Hardware security overview
For software to be secure, it must rest on hardware that has security built in. That’s why Apple devices—running iOS, iPadOS, macOS, tvOS, and watchOS—have security capabilities designed into silicon. These capabilities include a CPU that powers system security features, as well as additional silicon that’s dedicated to security functions. Security-focused hardware follows the principle of supporting limited and discretely defined functions to minimize attack surface. Such components include a boot ROM, which forms a hardware root of trust for secure boot, dedicated AES engines for efficient and secure encryption and decryption, and a Secure Enclave. The Secure Enclave is a component on Apple system on chip (SoC) that is included on all recent iPhone, iPad, Apple Watch, Apple TV and HomePod devices, and on a Mac with Apple silicon as well as those with the Apple T2 Security Chip. The Secure Enclave itself follows the same principle of design as the SoC does, containing its own discrete boot ROM and AES engine. The Secure Enclave also provides the foundation for the secure generation and storage of the keys necessary for encrypting data at rest, and it protects and evaluates the biometric data for Face ID and Touch ID.

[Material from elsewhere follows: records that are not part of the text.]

PR #2832, opened 2022-02-03
KTOR-3783 Use global DslMarker

rsinukov:
Fixes https://youtrack.jetbrains.com/issue/KTOR-3333


e5l (approved):
Good job, lgtm

hfhbd:
This only works, iff a 3rd party plugin also uses `KtorDSL`, doesn't it?

e5l:
@hfhbd all receivers should be marked

hfhbd:
Yeah sure. I like the solution, but only want to notice a 3rd party plugin author has to add the annotation. So this should be written in the docs.

rsinukov:
@hfhbd Yes, it should be. 
@andreyaksenov, When you will work on docs for custom plugins, please consider adding that config classes should be annotated with `@KtorDsl`

PR #3172, opened 2022-09-29
KTOR-4722 renderSetCookieHeader should not encode extensions

rsinukov:
https://youtrack.jetbrains.com/issue/KTOR-4722


e5l (approved):
lgtm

Storage encryption must be fast and efficient. At the same time, it can’t expose the data (or keying material) it uses to establish cryptographic keying relationships. The AES hardware engine solves this problem by performing fast in-line encryption and decryption as files are written or read. A special channel from the Secure Enclave provides necessary keying material to the AES engine without exposing this information to the Application Processor (or CPU) or overall operating system. This helps ensure that the Apple Data Protection and FileVault technologies protect users’ files without exposing long-lived encryption keys.
Apple has designed secure boot to protect the lowest levels of software against tampering and to allow only trusted operating system software from Apple to load at startup. Secure boot begins in immutable code called the Boot ROM, which is laid down during Apple SoC fabrication and is known as the hardware root of trust. On Mac computers with a T2 chip, trust for macOS secure boot begins with the T2. (Both the T2 chip and the Secure Enclave also execute their own secure boot processes using their own separate boot ROM—this is an exact analogue to how the A-series, M1, and M2 chips boot securely.)
The Secure Enclave also processes face and fingerprint data from Face ID and Touch ID sensors in Apple devices. This provides secure authentication while keeping user biometric data private and secure. It also allows users to benefit from the security of longer and more complex passcodes and passwords with, in many situations, the convenience of swift authentication for access or purchases.